» **Required work**: Please reproduce each line of the data below as it stands.

» **Provided data**:
※
PR #1818, opened 2026-05-28
Expose logic returns the current window content size in logical pixels.

phamsongnewl:


xStrom:
What's the use case for this?

I'm skeptical, because these "logical pixels" aren't the same as the pixels used inside the widget, because it doesn't account for transforms. So it would be an easy footgun.

phamsongnewl:
> What's the use case for this?
> 
> I'm skeptical, because these "logical pixels" aren't the same as the pixels used inside the widget, because it doesn't account for transforms. So it would be an easy footgun.

thanks for you replied, i want to get the window width for updating position my dropdown button correctly

```rust
let pos = self.menu_origin(ctx.window_origin(), ctx.window_size());
fn menu_origin(&self, trigger_origin: Point, viewport_size: Size) -> Point {
		popup_menu_origin(
				...
				viewport_size,
		)
}
pub(crate) fn popup_menu_origin(
    anchor: PopupAnchor,
    menu_size: Option<Size>,
    viewport_size: Size,
) -> Point {
    ...
    let right_limit = viewport_size.width - POPUP_VIEWPORT_MARGIN;
    let bottom_limit = viewport_size.height - POPUP_VIEWPORT_MARGIN;
    ...
    let max_x = (viewport_size.width - POPUP_VIEWPORT_MARGIN - menu_size.width).max(0.0);
    let max_y = (viewport_size.height - POPUP_VIEWPORT_MARGIN - menu_size.height).max(0.0);
    x = x.clamp(0.0, max_x);
    y = y.clamp(0.0, max_y);
    Point::new(x, y)
}
```

phamsongnewl:
Agreed, I removed the `public window_size() API`. For popup placement, I moved this downstream: overlay layers receive the `window-sized` layout context from `LayerStack`, so the menu layer can capture that viewport during measurement and report it back to the trigger. The anchor still comes from `ctx.to_window(...)`, so placement stays in window coordinates without exposing raw logical window size on widget contexts.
※
» **Result**:
PR #1818, opened 2026-05-28
Expose logic returns the current window content size in logical pixels.

phamsongnewl:


xStrom:
What's the use case for this?

I'm skeptical, because these "logical pixels" aren't the same as the pixels used inside the widget, because it doesn't account for transforms. So it would be an easy footgun.

phamsongnewl:
> What's the use case for this?
> 
> I'm skeptical, because these "logical pixels" aren't the same as the pixels used inside the widget, because it doesn't account for transforms. So it would be an easy footgun.

thanks for you replied, i want to get the window width for updating position my dropdown button correctly

```rust
let pos = self.menu_origin(ctx.window_origin(), ctx.window_size());
fn menu_origin(&self, trigger_origin: Point, viewport_size: Size) -> Point {
		popup_menu_origin(
				...
				viewport_size,
		)
}
pub(crate) fn popup_menu_origin(
    anchor: PopupAnchor,
    menu_size: Option<Size>,
    viewport_size: Size,
) -> Point {
    ...
    let right_limit = viewport_size.width - POPUP_VIEWPORT_MARGIN;
    let bottom_limit = viewport_size.height - POPUP_VIEWPORT_MARGIN;
    ...
    let max_x = (viewport_size.width - POPUP_VIEWPORT_MARGIN - menu_size.width).max(0.0);
    let max_y = (viewport_size.height - POPUP_VIEWPORT_MARGIN - menu_size.height).max(0.0);
    x = x.clamp(0.0, max_x);
    y = y.clamp(0.0, max_y);
    Point::new(x, y)
}
```

phamsongnewl:
Agreed, I removed the `public window_size() API`. For popup placement, I moved this downstream: overlay layers receive the `window-sized` layout context from `LayerStack`, so the menu layer can capture that viewport during measurement and report it back to the trigger. The anchor still comes from `ctx.to_window(...)`, so placement stays in window coordinates without exposing raw logical window size on widget contexts.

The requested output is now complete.